Saved data entries
PR #719, opened 2026-09-17
Feature/amd encoder profiles

coreydeli:
## Summary

Adds real encoder-profile options for AMD hosts on the two hardware paths Polaris uses there — VA-API (the default for AMD/Intel Mesa) and Vulkan Video (experimental, strict) — replacing a few checkboxes with controls that reach the driver. Verified on an RX 7900 XTX / navi31 RDNA3 under CachyOS + KDE Plasma Wayland; branch synced through upstream master `ae4760dc` (v1.4.10 + #738).

- **Vulkan quality level (`vk_quality`).** New config key (default `0`) wired into all three Vulkan codec tables in `video.cpp` (H.264, HEVC, AV1). Level 0 is the driver default and always works; higher levels trade encode speed for quality where the driver exposes them. Valid values run 0 through one less than the driver's reported maximum — the Vulkan spec requires `qualityLevel < maxQualityLevels` (`VUID-VkVideoEncodeQualityLevelInfoKHR-qualityLevel-08311`, `VUID-VkPhysicalDeviceVideoEncodeQualityLevelInfoKHR-qualityLevel-08261`) while FFmpeg only checks `quality > maxQualityLevels` — so on an RX 7900 XTX, where verbose logging says `Encoder max quality: 4`, the valid levels are 0–3. The select offers exactly that range; a level above it fails that codec's validation with FFmpeg's exact error rather than falling back, since an explicit Vulkan selection is strict.
- **Hardware codec support panel.** New read-only `CodecSupportPanel.vue` on the VA-API and Vulkan tabs: active encoder plus H.264/HEVC/AV1 rows, marked HDR where the probe accepted a Main10/P010 configuration, with AV1-preferred / HEVC-fallback guidance. It is labeled as what Polaris advertises to clients and says why a codec is off — disabled in configuration (mode 1, never probed) or not available on this encoder (e.g. Vulkan's `NO_AV1`) — with the reasons computed in C++ from probe result plus config state and served as flat keys (`hevc_reason`, `av1_reason`) beside the existing booleans. Served by a new **response-only** `encoder_codec_support` key on the config API; registered in `confighttp_validation.cpp`, which also gains `vk_quality`. The panel refreshes with the other host capabilities after a restart from console or tray (`ConfigView.vue`).
- **`vk_rc_mode = 0` (auto) sentinel fix.** In all three Vulkan codec tables, raw `0` was passed as a rate-control flag and selected the driver's default mode instead of FFmpeg's auto resolution. Auto now passes the named `"auto"` constant; explicit modes are still passed to the driver as-is. Because Polaris always sets a stream bitrate, auto resolves to VBR when the driver advertises it and CBR otherwise — noted in docs, `en.json` and the changelog so anyone already on 0 knows what changes for them.
- **VA-API tab styling repair.** Upstream's `VAAPIEncoder.vue` used undefined `form-*` classes; the three selects now use Polaris conventions (the same label/input treatment every other encoder tab uses) and the component is added to the settings-affordances test sources.
- **Tests + docs.** Two new gtests cover the rc-mode→FFmpeg mapping in `test_video.cpp`; a 6-test vitest suite covers `CodecSupportPanel.vue`; the Vulkan encoder contract test pins the `vk_quality` select (id, default level, and the 0–3 cap). `docs/configuration.md` gains a VA-API Encoder section and documents `vk_tune`, `vk_rc_mode` and `vk_quality`, including how to read the quality range from the log; changelog entries under `## Unreleased`.

## Testing

- [x] I updated docs or release notes when user-facing behavior changed.

All at head `ca28eafe` (synced through upstream master `ae4760dc`), on the RX 7900 XTX / navi31 test host:

| Check | Result |
|---|---|
| C++ build (`-DBUILD_TESTS=ON -DBUILD_FULL_TESTS=ON`) | ✅ exit 0, re-run at `ca28eafe` |
| ctest (25 suites) | ⚠️ 24/25 — one pre-existing local-env failure, explained below; passes in CI |
| Web lint + vitest | ✅ clean; **1024/1024** across 120 files |
| VA-API default (auto/auto) | ✅ `encoder_codec_support` reports AV1 + HEVC supported with HDR; auto policy picks CBR/VBR per codec; clean session settings and encoder open |
| VA-API explicit `vaapi_rc = cbr`, `vaapi_quality = balanced` | ✅ both keys round-trip via the API; CBR on all codecs |
| VA-API unsupported RC (`vaapi_rc = icq`) | ✅ graceful: warning → auto policy → encoder opens, no crash (navi31 supports CQP/CBR/VBR/QVBR) |
| Vulkan `vk_quality` 0–3 | ✅ accepted; log shows `Encoder max quality: 4`; cache saved |
| Codec support panel reasons | ✅ disabled-in-config and not-available-on-encoder states render the right reason on both tabs (vitest + live API check) |

The live stream rows were exercised on this host during validation at `7c2b4d9f`; nothing in the encoder path changed after it. The one ctest failure is `PortalCapabilityPolicyTests.PreparationLeavesProcRootReadableToSameUserPortalPeer` in `test_polaris_platform`: this machine's user session carries an inheritable `cap_wake_alarm`, and upstream's heuristic in `portal_capability.cpp` treats any non-zero capability set as "must drop", which requires a single-threaded process that gtest never is. It fails on upstream master too, in isolation, on this box; CI (no inheritable caps) takes the unchanged branch and passes. Unrelated to this PR — the diff touches nothing under `src/platform/`.

## Notes

- No changes to pairing, trusted subnets, certificates, client commands, shell hooks, packaging scripts, or privilege boundaries.
- The `encoder_codec_support` key is response-only by design: it is on the response-only list and `apply_config` skips it, so it cannot leak into config writes; Nova advertisement is unchanged.
- One small extra beyond the review asks: I also updated the `vk_rc_mode_desc` copy in `en.json` to mention that auto resolves to VBR (then CBR) when a bitrate is set — the console tooltip carried the same stale wording as the docs. Easy to drop if you'd rather keep it out.


coreydeli:
I have validated this by making a build locally and running it. AV1 support functions fully at this point as well as first class AMD support using my 7900XTX as a testing ground.

papi-ux (commented):
hey @coreydeli, thank you for this! the `vk_rc_mode` auto fix is a real bug (a raw 0 was selecting the driver's own mode instead of FFmpeg's auto) and the VA-API tab cleanup was overdue, so i really appreciate you digging into both. i went through the whole diff against the FFmpeg we pin and there are a few things i want to sort out before we merge.

### needs a change before merge

**1. the `vk_quality` range is off by one**

In the Vulkan spec `maxQualityLevels` is a count, so the valid levels are 0 through `maxQualityLevels` minus one. The FFmpeg we pin (release/8.1 at `38b88335`) checks `quality > maxQualityLevels` in `libavcodec/vulkan_encode.c:900`, so it lets one extra level through without an error. On your 7900 XTX, where the log says `Encoder max quality: 4`, the valid levels are 0 to 3, and level 4 opening cleanly isnt proof that its a real level.

Right now:
- `docs/configuration.md` documents the range as `0..maxQualityLevels` and says the 7900 XTX maximum is 4
- `VulkanEncoder.vue:56` offers levels 1 to 8, so on that card 5 through 8 fail the encoder open and 4 is already out of range

could you document the range as 0 through `maxQualityLevels` minus one (and update `vk_quality_desc` to match), and either cap the select or show the maximum the probe found?

**2. the codec support panel shows what Polaris advertises, not what the hardware passed**

`encoder_codec_support` reads `hevc_mode` and `av1_mode >= 2` (`confighttp.cpp:5173`), which is the advertised policy after the probe. A few cases where that reads wrong:
- if `hevc_mode` or `av1_mode` is set to 1, that codec is never probed (`video.cpp:4918`), but the panel says "Not supported"
- the Vulkan encoder carries `NO_AV1`, so on the Vulkan tab AV1 always shows "Not supported", even on a card that can encode AV1, right next to the note about hardware validation
- both tabs show the same data, for whichever encoder is active

either expose the probe result per codec, or label the panel as what gets advertised to clients and say why a codec is off (disabled in config, not available on this encoder). either works for me.

**3. repo hygiene**
- please drop `.codegraph/.gitignore` and the `.tmp/` and `docs/qwen.md` lines in `.gitignore`, since CONTRIBUTING asks to keep local workspace files out
- the PR description reads like a working doc (Part A and Part B). could you swap it for the template (Summary, Testing, Notes) and move the Part B bullets into `docs/changelog.md` under `## Unreleased`?

### should change

- the panel never refreshes: `refreshHostCapabilities` in `ConfigView.vue` only re-reads a few keys, so "supported codecs appear here once probing completes" isnt true until a page reload. adding `encoder_codec_support` there and adjusting that copy would fix it
- the `vk_rc_mode` docs still say 0 lets FFmpeg and the driver decide. with the auto constant, FFmpeg picks VBR (then CBR) whenever a bitrate is set (`vulkan_encode.c:668`), so anyone already on 0 moves from the driver default to VBR. worth a line in the changelog
- tests: nothing covers `CodecSupportPanel.vue`, the new `vk_quality` select, or the `"auto"` rc_mode string
- the testing table was run on `2f70b50`, and the last master merge brought in a lot (`confighttp.cpp` and `config.cpp` especially), so a rerun on the current head would be great

### small stuff, optional

- the panel's status pills could reuse `components/StatusBadge.vue`
- the same option lambda and comment show up three times in `video.cpp`, one helper would do
- "driver default" for level 0 is a little misleading, since 0 is just the first level, and the new docs section has an em dash in it

### what checks out

- `quality` and `rc_mode` both live in FFmpeg's shared Vulkan option table for H.264, HEVC and AV1, the `"auto"` constant is the right one, and a default of 0 changes nothing
- `encoder_codec_support` really is response only: its on the response only list and `apply_config` skips it, so it cant leak into config writes
- the VA-API styling fix is real, those `form-*` classes dont exist anywhere
- adding the new strings only to `en.json` matches how the repo handles locales

i dont have an AMD card in the lab so none of this was run on hardware on my end, thats all from reading the code and the FFmpeg source. thanks again for putting this together, just hit me up if anything here doesnt make sense!

coreydeli:
Looks good overall. I will make the changes and update the PR.

papi-ux:
hey @coreydeli, a couple follow ups after digging a bit further.

on the vk_quality range, i went and checked the spec and i made a mistake. the Vulkan spec calls maxQualityLevels the number of quality levels, and two valid usage rules say qualityLevel must be less than it:

- VUID-VkVideoEncodeQualityLevelInfoKHR-qualityLevel-08311
- VUID-VkPhysicalDeviceVideoEncodeQualityLevelInfoKHR-qualityLevel-08261

so on your card where the log says Encoder max quality: 4, the real levels are 0 to 3, and 4 is out of spec. seemed to have opened cleanly because RADV doesnt range check it and FFmpeg only checks quality > maxQualityLevels, so the one boundary value your table proves works is the one that shouldnt. the validation layers would (and should) have flagged it.

also worth knowing, FFmpeg master still has that same > today, not just the 8.1 we pin. so we cant lean on FFmpeg to reject an out of range level at all, which makes capping the select the thing that actually matters rather than a nice to have. thats a real FFmpeg bug if anyone feels like filing it upstream.

on the merge commits, dont worry about them. i went through the three dot diff against master and all 23 deletions are intentional, nothing upstream got eaten aaand the nanors pin is back in step. ill squash at merge so the six master merges stay out of history. also side note, the one thing squashing wont do is drop .codegraph/.gitignore and the .tmp/ and docs/qwen.md lines, those still need deleting por favor.

everything else from the review stands. take your time and for real thank you so much for helping with this! you're the goat.

coreydeli:
Thanks for the careful pass and for checking the spec — you're right on both counts, and sorry it took a round trip to get the range exactly right. Everything from the review is addressed; the branch has also picked up master since your follow-up (now synced through `ae4760dc`, v1.4.10 + #738), so all of this was re-verified at head `fc74f6fd`.

**Needs change**

1. **`vk_quality` off-by-one.** Agreed — valid levels are 0 through `maxQualityLevels − 1` per `VUID-VkVideoEncodeQualityLevelInfoKHR-qualityLevel-08311` / `VUID-VkPhysicalDeviceVideoEncodeQualityLevelInfoKHR-qualityLevel-08261`, and FFmpeg's `quality > maxQualityLevels` check (still present on master) lets exactly N through. The select is now capped at 0–3 with level 0 labeled "Level 0 (default)", `docs/configuration.md` documents the range as one less than the driver's reported count (with the VUIDs and the RX 7900 XTX data point), and `vk_quality_desc` in en.json matches. Happy to file the FFmpeg bug against ffmpeg/ffmpeg if you want — or it's yours if you'd rather file from your side.
2. **Codec support panel.** Went with your second option: the panel is now labeled as what Polaris advertises to clients, and each codec row says why it's off — *Disabled in configuration* (mode set to 1, never probed) or *Not available on this encoder* (e.g. Vulkan's `NO_AV1` next to a card that can do AV1). The reasons are computed in C++ from the probe result plus config state and served as flat keys (`hevc_reason`, `av1_reason`) beside the existing booleans, so both tabs read correctly for whichever encoder is active.
3. **Repo hygiene.** `.codegraph/.gitignore` deleted; the `.tmp/` and `docs/qwen.md` lines are out of `.gitignore` — it now matches upstream byte-for-byte (verified by diff against master). PR description swapped for the template, Part B bullets moved into `docs/changelog.md` under `## Unreleased`.

**Should change**

- **Panel refresh:** `encoder_codec_support` is in the `refreshHostCapabilities` key loop in `ConfigView.vue`, and the copy now says the panel updates after a restart from console or tray, since changing the encoder changes what Polaris advertises.
- **`vk_rc_mode = 0` behavior change:** noted in docs, en.json and the changelog — auto resolves to VBR when the driver advertises it (CBR otherwise) because Polaris always sets a stream bitrate.
- **Tests:** two new gtests for the rc-mode→FFmpeg mapping (`auto` sentinel + explicit pass-through) in `test_video.cpp`, plus a 6-test vitest suite for `CodecSupportPanel.vue` covering both reason states and the no-key render path.
- **Testing table rerun at `fc74f6fd`:** C++ build clean; ctest 24/25 with one pre-existing local-env failure (`PortalCapabilityPolicyTests.PreparationLeavesProcRootReadableToSameUserPortalPeer` — this box carries an inheritable `cap_wake_alarm` that trips upstream's drop-capabilities heuristic in a multi-threaded gtest process; fails on master too, passes in CI); vitest 1023/1023; lint clean. Full table is in the PR description.

**Small stuff**

- **Pills:** the panel uses the console's `meta-pill` class with the same semantic tone variants that `StatusBadge.vue` renders (and that DashboardView applies inline for its streaming pill) — kept as inline spans because each row mixes supported/HDR/neutral states rather than a single status.
- **Tripled option block:** now one shared `vulkan_common_options` vector used by all three codec tables, which is also what let the rc-mode mapping become a testable free function.
- **"Driver default" label + em dash:** level 0 reads "Level 0 (default)" and the docs section heading no longer has an em dash.

One flag beyond the asks: I also updated `vk_rc_mode_desc` in en.json to carry the VBR→CBR clause — you asked for docs + changelog, but the console tooltip had the same stale wording as the docs. Say the word if you'd rather I drop it.

And thanks — "the goat" is very kind; this one's on you for pointing at the spec VUIDs. The two extra sync merges since your review will disappear with the squash anyway, so nothing to do there.

papi-ux:
hey @coreydeli ! thank you for the super thorough writeup, this is sooo close. quick thing before i dig in though, i think the new commit didnt make it up. the PR head is still a7c7f8dc from last night and fc74f6fd doesnt exist on GitHub i dont think, so the diff still has the 1 to 8 select, .codegraph/.gitignore and the two .gitignore lines, and no changelog, tests or reason keys. any chance you could push it when you get a sec? no need to merge master again, it merges clean and ill squash anyway.

alsoo one thing to look at while youre in there. capping the select at 0 to 3 is right for your 7900, but the count changes per driver and chip. ANV reports 1 level, so on Intel only 0 is valid, and RADV reports whatever the chip says. and since FFmpeg lets a level equal to the count through, the config file or the API can still hand the driver an out of spec level even with the select capped. so i think Polaris needs to clamp on its side: read maxQualityLevels for the codec during the Vulkan probe, clamp to that minus one with a log line, and serve the max in encoder_codec_support so the select only offers real levels. what do you think?

also also side note, keep the vk_rc_mode_desc change, it matches what FFmpeg actually does. and the portal test passes on my Fedora box, so agreed thats your setup and not the PR.

you're amazing thanks again, this is looking really close!

papi-ux:
hey @coreydeli, the push came through, thank you! everything from the first pass is in there: the 0 to 3 select, the reason keys, the clean .gitignore, the changelog and the tests. i merged it onto current master here and it builds and passes the full unit suite and vitest.

two small things left:

- master moved under you with #741, so docs/changelog.md conflicts now, just the two Unreleased lists landing on the same spot. i can resolve that on your branch if thats ok with you, since it's only keeping both lists.
- the clamp from my last comment is still open, and id love for you to take it since its your encoder work: read maxQualityLevels in the Vulkan probe, clamp to that minus one with a log line, and serve the max in encoder_codec_support so the select only offers real levels. no rush, ill hold the merge for it.

thanks again, this one is going to make a lot of AMD folks happy

coreydeli:
hey! pushed — new head is `cc77cdee` (just the clamp commit on top of `ca28eafe`, no master re-merge).

changelog conflict: yes please resolve it on my branch keeping both lists, i'll stay out of that file.

the clamp landed per your spec: during the probe each codec's maxQualityLevels is read from the driver through FFmpeg's own Vulkan device context (same instance + loader function as ff_vk_load_functions), so the count matches exactly what FFmpeg will see at session open — ANV reporting 1 means only level 0 gets offered, RADV reports whatever the chip says. a saved vk_quality above count-1 is clamped to it with a warning log line when the session starts (which also covers the off-by-one where level == count slips past FFmpeg's guard), and encoder_codec_support now serves vk_quality_max so the select only offers real levels — just level 0 until a live probe reports counts.

docs/configuration.md, three unit tests for the clamp, and the web contract test are updated to match; build + unit suite + vitest green at this SHA.

papi-ux:
hey @coreydeli, thank you for the clamp! i merged master into your branch and kept both changelog lists, so CI can finally run. it couldnt start at all while the PR had a conflict, thats why theres nothing on cc77cdee.

two things in the probe i need before we merge though, and the first one is a crash:

**1. the capability query segfaults on RADV.** the spec says an H.264, H.265 or AV1 encode query has to carry that codec's own capabilities struct in the chain (VUID-vkGetPhysicalDeviceVideoCapabilitiesKHR-pVideoProfile-07187, -07188 and -10263), and `query_codec` only chains `VkVideoEncodeCapabilitiesKHR`. RADV writes straight into the codec struct without checking that its there (`radv_video.c`, `ext->flags = ...` right after `vk_find_struct`), so it dereferences null. i ran your exact chain on a Steam Deck (RADV VANGOGH, Mesa 26.0 devel, `RADV_PERFTEST=video_encode`) and it died with SIGSEGV for both H.264 and HEVC. with `VkVideoEncodeH264CapabilitiesKHR` / `VkVideoEncodeH265CapabilitiesKHR` chained after the encode caps it returns `VK_SUCCESS` and `maxQualityLevels` 2. this runs inside Polaris every time it opens the Vulkan device, so on AMD it would take the daemon down. FFmpeg does it the same way (`vulkan_encode.c`, `ctx->enc_caps.pNext = codec_caps`), so matching that is the fix.

**2. the AV1 query doesnt build on Ubuntu 24.04.** noble ships Vulkan headers 1.3.275, which have no `VkVideoEncodeAV1ProfileInfoKHR` (it arrived in 1.3.302), and our Ubuntu build and sanitizer jobs compile against those. wrapping the AV1 block in `#ifdef VK_KHR_video_encode_av1` would do it, AV1 on Vulkan is fail closed anyway.

smaller, whenever youre in there:
- a level saved above what the probe offers (or saved before any probe ran) has no matching option, so the select shows blank. keeping the saved value as its own option would read better
- the vk_quality paragraph in the changelog still says an out of range level fails validation, and now it gets clamped. i left your text as it was when i resolved the conflict

side note, a data point for the docs if you want it: the Deck's VanGogh reports 2 levels for H.264 and HEVC, so only 0 and 1 are real there.

youre awesome, this is really close!

coreydeli:
hey! pushed — new head is `058cf888` on top of your merge, so no conflict to keep this time.

the segfault: you're right and that was on me — the query now chains each codec's own capabilities struct after the generic encode caps (VkVideoEncodeH264CapabilitiesKHR / H265 / AV1), exactly like FFmpeg does in vulkan_encode.c, with the VUIDs noted in a comment so it doesn't regress.

the Ubuntu build: the AV1 query block is wrapped in `#ifdef VK_KHR_video_encode_av1`, so 1.3.275 headers compile it out; AV1 stays fail-closed and -1 leaves it unconstrained. i verified by compiling the file with its real build flags against a header sim that drops the macro — clean.

smaller stuff: a saved level above the probed maximum (or from before any probe ran) now keeps its own option labeled "Quality level N (not offered by this driver)" so the select doesn't read blank, and the changelog paragraph now says out-of-range values get clamped instead of failing validation. also added your VanGogh data point to docs + changelog (two levels → 0–1).

full build + ctest + vitest green at this SHA (the one ctest env failure is the portal-peer one from before).

papi-ux:
thanks, both fixes are right. the query now chains the codec caps the way FFmpeg does, and the AV1 block compiles out on 1.3.275 headers, which is exactly what the sanitizer job tripped on last time.

one thing the master merge did: the six changelog paragraphs ended up under the `v1.4.12` heading, after its closing asset bullet, instead of under `## Unreleased`. the 1.4.12 release contract test catches that, so Web checks would fail on this head. i merged current master (1.4.13 is open now) and moved them back to Unreleased, nothing else touched. pushing that to your branch now and approving the CI runs.

once it's green i'll squash it in.

coreydeli:
Awesome! Sounds good to me! I am going to look into improvements to what can be done on the AMD side now that this part is at the finish line!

About this exercise: Check each line of the entries for the word "advertised". State how many lines hold it, and write nothing else.

Output below: 2